The perception of the boundary lines becomes imbued with more motion. The front line “runs,” it can “illustrate” something, for example, a semicircle, a curve, a figure. It is fought over, so that it can survive.
Outside the war, the “front line” is a rather dead word from history textbooks. But inside the war it becomes a kind of skin that convinces you even more thoroughly that you belong to a collective body. When the skin is broken, blood always flows from the wound. Although the front line, if you think for a minute longer, is actually a constantly bleeding wound, in the news as well as in your own war mythology, it appears as something whole, protective, which might even sometimes move or be broken through, but only when it’s the front line of the enemy.
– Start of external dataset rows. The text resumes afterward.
PR #664, opened 2023-05-23
Oauth2 ADRs

porcellus:
## Summary of change

## Related issues
- Link to issue1 here
- Link to issue1 here

## Checklist

- [ ] Item1
- [ ] Item2


v2/contribute/decisions/oauth/0008-customizable-token-builders.mdx
```diff
@@ -0,0 +1,56 @@
...
+    - These functions will get all information we have about the current flow (requested scopes, user info, etc)
+    - These functions will get the "default" access token payload as a parameter. This will include:
+        - all default claims (e.g.: `sub`)
+        - other claims if we choose to add default implementation for other scopes (e.g.: `supertokens.email` could add the user email and verification status into the id_token)
+    - These functions will NOT be affected by whatever is added to `createNewSession` (in the Session recipe)
+- We will recommend people to add third-party integration (i.e.: hasura) related claims into the access token by overriding `createNewAccessToken`
+    - They fit the resource server role in OAuth2.
+    - This can be done based on the requested/approved scopes in the override
+    - Competitors go with either this or adding custom claims into the id_token.
+    - Both tokens are customizable, so both solutions work. This is mostly about recommendation
```
rishabhpoddar, line 43:
```suggestion
    - Both tokens are customizable, so both solutions work. This is mostly about recommendation
    - Users should use the access token (and not the id token) to query the oauth server as well as their own backend. Their own backend includes third party services like hasura, so it makes sense to recommend people to add custom claims into the access token and not id token.
```

v2/contribute/decisions/oauth/0009-account-linking.mdx
```diff
@@ -0,0 +1,40 @@
...
+
+* Use user id mapping
+* Use account linking
+
+## Decision Outcome
+
+Chosen option: Use account linking if using ST as a third-party provider
+
+* Doesn't require using separate apps (as in multitenancy) for the provider and the consumer.
+
```
rishabhpoddar, line 30: One important point here that we had discussed is that this should continue to work even if the account linking feature flag is switched off - this exception case can be easily done on the core side by not checking for the license key features when doing account linking for this use case.

v2/contribute/decisions/oauth/0010-m2m-admin-access.mdx
```diff
@@ -0,0 +1,46 @@
...
+
+## Considered Options
+
+* Provide separate API for admin keys
+* Recommend access tokens using custom scopes for M2M
+
+## Decision Outcome
+
+Chosen option: Recommend access tokens using custom scopes for M2M
+
```
rishabhpoddar, line 28: is this m2m between client backend and the oauth server? Or client backend to another client backend? Is there any distinction that needs to be made between these two?

rishabhpoddar: I ask cause I assume the option of "Provide separate API for admin keys" doesn't really apply to m2m between client backend to another client backend right?

v2/contribute/decisions/oauth/0010-m2m-admin-access.mdx
```diff
@@ -0,0 +1,46 @@
...
+* Fits the client credential flow of OAuth2 well.
+* Doesn't require a separate/dedicated recipe for M2M.
+
+## Pros and Cons of the Options
```
rishabhpoddar, line 32: related to this, how will can client credential flow be used by our users to allow them to issue API keys to their customers so that their customers can query our user's backend using the API key?

Usually, what i have seen is that our customer would give a client id + secret to their customers, who would then use the client credential flow to get a new access token, which can then be used to query our customer's application backend. In this case, since our access tokens are JWTs, how can our customers revoke them?

Finally, can this client credentials flow be used to just give one single API key to customers and using just that, they can directly access our customer's application's backend apis?

v2/contribute/decisions/oauth/0011-frontend-routes.mdx
```diff
@@ -0,0 +1,48 @@
...
+When the user redirected to the app during the OAuth2 sign-in process, there are a few routes we can choose to provide.
+
+## Considered Options
+
+* Merge functionality into existing auth page
+* Add new route for OAuth2 specific authentication that embeds the sign in/up components
+* Add new route that redirects to default auth page
+
+## Decision Outcome
+
```
rishabhpoddar, line 27: Add that this route also is redirected back to from the auth page post login and then this route will redirect the user back to the client app

v2/contribute/decisions/oauth/0012-refresh-token-rotation.mdx
```diff
@@ -0,0 +1,42 @@
...
+## Considered Options
+
+* No refresh token rotation
+* Always use rotating refresh tokens
+
+## Decision Outcome
+
+Chosen option: Always use rotating refresh tokens
+
+* Fits the newer security best practices
```
rishabhpoddar, line 29: Mention that we will not take care of many of the edge cases related to this and are OK with this.

Should we have a config that can be used to switch off refresh token rotation here? Maybe a core config? I can imagine that there might be users who just want to keep things simple and not care so much about security. Forcing them to also keep track of changing refresh tokens can be a big ask.

v2/contribute/decisions/oauth/0014-not-expiring-tokens.mdx
```diff
@@ -0,0 +1,44 @@
...
+
+In some M2M use-cases the user may require a token to never expire.
+
+## Considered Options
+
+* Recommend long expiration times instead of non-expiring tokens
+* Set the expiration time to null for non-expiring tokens
+
+## Decision Outcome
+
```
rishabhpoddar, line 26: This refers to access token expiry right? Does this also apply to refresh token expiry?

rishabhpoddar: If the access tokens are very login lived and the user wants to revoke them - how will they do it? Is there something in the access token which the user can check in the db to see if it's revoked or not - how can users check this on a code level (for example for our sessions, we have a `checkDatabase` boolean)?

v2/contribute/decisions/oauth/0015-storing-client-secret.mdx
```diff
@@ -0,0 +1,49 @@
...
+## Context and Problem Statement
+
+Some other providers let you see the client secret multiple times.
+
+## Considered Options
+
+* Only store the hash and not support viewing it later
+* Store the secrets as plaintext
+* Store the secrets encrypted
+
```
rishabhpoddar, line 25: Another option is to store the hash and the first few chars of the secret. So users can kind of know which secret belongs to which client if they have many pairs. But i don;t think we need to do this. But worth mentioning

v2/contribute/decisions/oauth/0011-frontend-routes.mdx
```diff
@@ -0,0 +1,48 @@
...
+# Redirect to the standard login route if required
+
+<DecisionHeader status="proposed" lastUpdate="2023-05-11" created="2023-05-11" deciders={["rishabhpoddar", "porcellus"]} proposedBy={["porcellus"]} />
+
+## Context and Problem Statement
+
+When the user redirected to the app during the OAuth2 sign-in process, there are a few routes we can choose to provide.
+
+## Considered Options
+
```
rishabhpoddar, line 21: releated to the frontend is also - how will we store the scopes, redirect_uri etc from the start of the flow till the end? Cause logging in can be a multi step process involving email verification, 2fa etc.. We also need to keep in mind that something like passwordless login will end up creating a session in the other browser (if the link is opened on another browser), so in this case, how will the scopes, redirect uri be transferred?

rishabhpoddar (changes requested):

v2/contribute/decisions/oauth/0002-supported-flows.mdx
```diff
@@ -0,0 +1,58 @@
...
+
+## Considered Options
+
+* All flows
+* Only OAuth2.0 flows (rfc6749)
+* Non-deprecated flows in rfc6749 + PKCE
+
+## Decision Outcome
+
+Chosen option: Non-deprecated flows in rfc6749 + PKCE, because
```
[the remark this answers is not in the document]
porcellus: The refresh token grant flow is in rfc6749 (so included in this choice).
The client id + secret is only required for confidential clients. See here: https://www.rfc-editor.org/rfc/rfc6749#section-6

v2/contribute/decisions/oauth/0004-scope-list.mdx
```diff
@@ -0,0 +1,39 @@
+---
+id: "0004"
+title: Store a global list of scopes that can be enabled per client
+hide_title: true
+---
+
+import DecisionHeader from "/src/components/decisionLogs/DecisionHeader"
```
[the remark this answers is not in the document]
porcellus: We can allow a client to be created without any scopes - they could be added in separate requests.
I think a sensible default is that the `id_token` scope is allowed for clients. In this case we have a sensible default for requesting tokens without specifying scopes, but we do not add any permissions by default.

We should not add all reserved scopes as a default: take the example of a claim that gives access to the phone number/second factor information of the user. This is something we do not want to expose by default.

v2/contribute/decisions/oauth/0004-scope-list.mdx
```diff
@@ -0,0 +1,39 @@
+---
+id: "0004"
+title: Store a global list of scopes that can be enabled per client
+hide_title: true
+---
```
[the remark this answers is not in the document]
porcellus: The standard says:
```
   If the client omits the scope parameter when requesting
   authorization, the authorization server MUST either process the
   request using a pre-defined default value or fail the request
   indicating an invalid scope.
```
Based on this, I suggest defaulting to an `openid` scope. In this case the `id_token` should only contain the default JWT claims (sub, iat, exp, iss, aud) but no other info like email or phone number.

v2/contribute/decisions/oauth/0005-reserved-scopes.mdx
```diff
@@ -0,0 +1,43 @@
...
+
+# Reserve scopes starting with `supertokens.`
+
+<DecisionHeader status="proposed" lastUpdate="2023-05-11" created="2023-05-11" deciders={["rishabhpoddar", "porcellus"]} proposedBy={["porcellus"]} />
+
+## Context and Problem Statement
+
+When creating scopes we can choose what to allow and/or reserve for special use
+
+## Considered Options
```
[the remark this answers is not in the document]
porcellus: That format suggestion is in the title of this page (I'm also adding it to the outcome), but either works for me.

v2/community/database-setup/postgresql.mdx
```diff
@@ -304,6 +304,89 @@ CREATE TABLE IF NOT EXISTS totp_used_codes (
 );
 
 CREATE INDEX totp_used_codes_expiry_time_ms_index ON totp_used_codes(expiry_time_ms);
```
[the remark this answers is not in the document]
porcellus: I'll move them into a separate PR

v2/contribute/decisions/oauth/0007-use-jwt-access-tokens.mdx
```diff
@@ -0,0 +1,44 @@
...
+
+<DecisionHeader status="proposed" lastUpdate="2023-05-11" created="2023-05-11" deciders={["rishabhpoddar", "porcellus"]} proposedBy={["porcellus"]} />
+
+## Context and Problem Statement
+
+When building the OAuth2 access & id_tokens we can make them customizable.
+
+## Considered Options
+
+* Only standard claims
```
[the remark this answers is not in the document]
porcellus: That's what I wanted to add, not sure where/when it got lost.

v2/contribute/decisions/oauth/0014-not-expiring-tokens.mdx
porcellus: - This refers to the access token, but the refresh token expiration is also customizable.
- We expose a token verification endpoint that checks the database. In this case they have to basically handle these as opaque tokens.

v2/contribute/decisions/oauth/0012-refresh-token-rotation.mdx
porcellus: Those users are most likely also using a lib that handles tokens for them, which should also support refresh tokens.

I'm not sure if this should be a core config or an oauth2 client level setting. The core config should be very easy to add later, so I think it's fine if we do not implement it at first.

v2/contribute/decisions/oauth/0011-frontend-routes.mdx
porcellus: 1. I'd say we should store them in sessionstorage (localstorage is also an option):
    - Navigating inside the page (and waiting for an email to be verified for example) works
    - No security issues with someone starting a login process, closing the tab/browser then you opening it and logging into something unintentionally.
    - If the email was verified in another tab/device we can continue the flow after a refresh (we may want to implement some kind of polling for this to not require refreshing)
2. We can't really continue the login process on another device (or at least it would not be standard): 
    - even if we added all info into the magic link (or transfered it to the other device through other means) the state would be missing from the client after the redirection
    - this also matches the general magic link flow we have - the original tab keeps checking for an active session then goes into a "You have been successfully signed in. Please Close this tab" state (which will have to change to check if it needs to do this success redirect)

v2/contribute/decisions/oauth/0010-m2m-admin-access.mdx
porcellus: 1. I don't think we need to make a distinction. The SDK is not exposing special endpoints on the oauth server that is accessible by oauth access tokens
2. Separate API for admin keys can apply to both. It'd have to be a separate recipe for the express purpose of authenticating M2M requests (both on the requester and the requested sides)

v2/contribute/decisions/oauth/0010-m2m-admin-access.mdx
porcellus: 1. They create an access token using the client credential flow - this access token can be handled asn an opaque "API key"
2. We've discussed that flow as well
    - It will be available (this is about what we recommend)
    - We've discussed that issuing a long lived token can be easier to use from the POV of the customer (of our customer)
3. They can be (and in this case should be) handled as opaque tokens. We expose a token validation endpoint for this purpose.
4. Yes - basically the issued access token is the api key.

v2/contribute/decisions/oauth/0004-scope-list.mdx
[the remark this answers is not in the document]
rishabhpoddar: Right. This makes sense. @AdithyaSSup please take a note of this since this will affect the auth code creation endpoint in the core. Also, `openid` is a reserved scope that doesn't start with `supertokens`  - so we need to prevent users from deleting this scope.

v2/contribute/decisions/oauth/0005-reserved-scopes.mdx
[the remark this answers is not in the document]
rishabhpoddar: ok. Let's go ahead with `supertokens.*`. @AdithyaSSup - please take note. Also @porcellus , we should define the list of reserved scopes in this ADR. Here are a few:
- `openid`
- `supertokens.roles` (adds the roles of the user in the access and the id token - or just one of them?)
- `supertokens.profile`(adds the name of the user (if present in the metadata as first_name, last_name keys), email, email verification status, phone number, third party info). Should these be added to the id token and access token or just one of them?

What else?

Also, if the dev does not add `supertokens.profile` scope in the auth code flow, do we still add the user's email and verification status in the id and access token?

v2/contribute/decisions/oauth/0004-scope-list.mdx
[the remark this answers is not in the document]
rishabhpoddar: Makes sense. @AdithyaSSup please take note. We should remove the `addDefaultScopes` boolean from the client creation API. If the input scopes array is empty, we add just the `openid` scope to the client. So we also need to change the flow diagram in this API to not bother with querying the get scopes function.

v2/contribute/decisions/oauth/0010-m2m-admin-access.mdx
rishabhpoddar: > The SDK is not exposing special endpoints on the oauth server that is accessible by oauth access tokens

Shouldn't it? For example to get the profile info of the user with the access token? So if a flow doesn't request openid scope, then how will the client's app get the user's information?

> Separate API for admin keys can apply to both. It'd have to be a separate recipe for the express purpose of authenticating M2M requests (both on the requester and the requested sides)

I don't want to add any new recipe for this - it should all be do-able with oauth 2 recipe ideally

v2/contribute/decisions/oauth/0010-m2m-admin-access.mdx
rishabhpoddar: Understood.

v2/contribute/decisions/oauth/0012-refresh-token-rotation.mdx
rishabhpoddar: Sounds good. Please add this to the ADR, that we decided to purposely not add this core config for now and can do it later if required (as opposed to us just not having thought about it)

v2/contribute/decisions/oauth/0014-not-expiring-tokens.mdx
rishabhpoddar: Sounds good. Please add these points to this ADR. Also mention that the expiry thing applies to refresh tokens as well - there will be a default config in the core for refresh token lifetime, but the sdk can specify a different value.

Also, once an access / refresh token pair is created, and when the refresh token is being used to generate new tokens - those tokens lifetime can't be changed for that session right? 

Also this has implications on the db structure - we will need to store the token's lifetime per token row in the db (since they can be different for different tokens) - @AdithyaSSup please see

v2/contribute/decisions/oauth/0011-frontend-routes.mdx
rishabhpoddar: So this breaks the passwordless login flow that we have - cause when the magic link is clicked and opens in a different browser (not tab), the session is only created in the other browser. The original browser doesn't know about the session creation and is in the same page as "check your email". The way things are right now, passwordless login via magic links won't work for oauth 2.

This probably also explains why all other providers log the user into the original browser and not the new browser (this was a question we were pondering over at the time we were implementing passwordless login).

Ideally, i would not like to change the passwordless magic link flow now (cause that requires work etc..), but instead, we could disallow people from using magic link based login when using in the context of an oauth 2 provider. What do you think?

rishabhpoddar: Also, using session storage may not be the best idea cause it's only per tab. If the user goes through the email verification flow, and opens the link in a new tab (same browser), then the session storage on that tab will not have the right info - breaking the oauth flow.

v2/contribute/decisions/oauth/0004-scope-list.mdx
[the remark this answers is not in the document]
porcellus: I think we do not need to add it to the client in the DB - since this is always enabled for all clients.

v2/contribute/decisions/oauth/0004-scope-list.mdx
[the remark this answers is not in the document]
porcellus: 1. I don't think we even need to add it to the allowed scopes for client table, since this is always allowed and cannot be deleted.
2. No, we don't really need to add it to the scope list if it exists; if the client is not requesting an id_token we should not generate one.

v2/contribute/decisions/oauth/0005-reserved-scopes.mdx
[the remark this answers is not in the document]
porcellus: 1. We should only add these claims to the id token by default. The access token is not supposed to contain this kind of info (but we allow it to be customized)
2. we should not add any info outside of the user ID to the tokens without an appropriate scope: adding potentially unnecessary PII into the tokens by default and making the user add customization to remove it is not great. These things should be opt-in in general and adding a profile scope to the request is as easy as it gets.

v2/contribute/decisions/oauth/0002-supported-flows.mdx
```diff
@@ -0,0 +1,58 @@
...
+
+<DecisionHeader status="proposed" lastUpdate="2023-05-11" created="2023-05-11" deciders={["rishabhpoddar", "porcellus"]} proposedBy={["porcellus"]} />
+
+## Context and Problem Statement
+
+The OAuth2 docs/rfcs contain a lot of different grant types/flows, we need to decide to which to implement. There are a few groups I'd like to consider:
+- OAuth2.0 (the ones defined in rfc6749) grant types: Authorization Code, Implicit, Resource Owner Password Credentials, Client Credentials
+- Refresh token (defined in rfc6749, but not as a grant type)
+- Authorization Code w/ PKCE (not defined in rfc6749)
+- Other extension grant type (e.g.: Device code)
```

Now that the outbreak of war has already lasted so long, I can’t remember when I first heard gunfire, artillery, and rockets this year. Probably it was the first day of the war, the 24th of February, 2022.
On that day, as in subsequent weeks, the shelling became a constant backdrop to city life. Sometimes it completely replaced the usual sounds of the street.
I heard this drumming and banging during the night, I heard it in the morning, once it even sounded almost melodious, accompanying a sunset. Although some buildings in my district had been damaged and unfortunately struck again and again, during the battle for Kyiv the front line was never so ruptured that I felt an urgent need to leave the city.
With the first news of the attack, the idea was born that something both familiar and foreign, hostile and destructive, is very near and getting closer, an army that will mindlessly, almost automatically annihilate my life and my society as soon as it gets here.
The shelling was and is only the harbinger, an indication of a decision that for this neighboring country—for “the enemy”—the work that brings about a city, a street, a life together, indeed life itself, no longer counts.
This life—built with so much care and strength, surviving with difficulty or barely at all in a state of war—will finally reach its end when the front line is broken, when the city is occupied.
The concept of re-education (“denazification,” “demilitarization”) disseminated by Russian war propaganda is a post-mortem vision, something that’s meant to happen under the supervision of “the educators” with people who are already dead.
I spent the first night of the war in my parents’ apartment, in my former room, surrounded by my youth’s world of objects. The books I’d bought at some moment or other looked at me hauntingly. The traces of everything that had happened in those days when such a war was hardly possible. The pictures of my old friends on the walls seemed more present or realistic than all the old publications. They were speechless in a way, and ready to absorb new meanings.
This peaceful past, one’s own experience from the time when war was unimaginable, revealed itself that day as an unprotected territory, as something unstable, which, like the future, could be decided anew.
Memories can be occupied just as cities can. But for the most part they do not possess the modern defensive weapons that Ukraine asks for again and again.
The fear of losing one’s past in a present act of violence is perhaps the only fear I can clearly picture in writing this text.
Memory, it’s difficult to write it all down, the sentences seem to want to separate from themselves. And yet I feel, as I write, that the events of my childhood, surrounded by war, begin to exist outside the all-encompassing front line.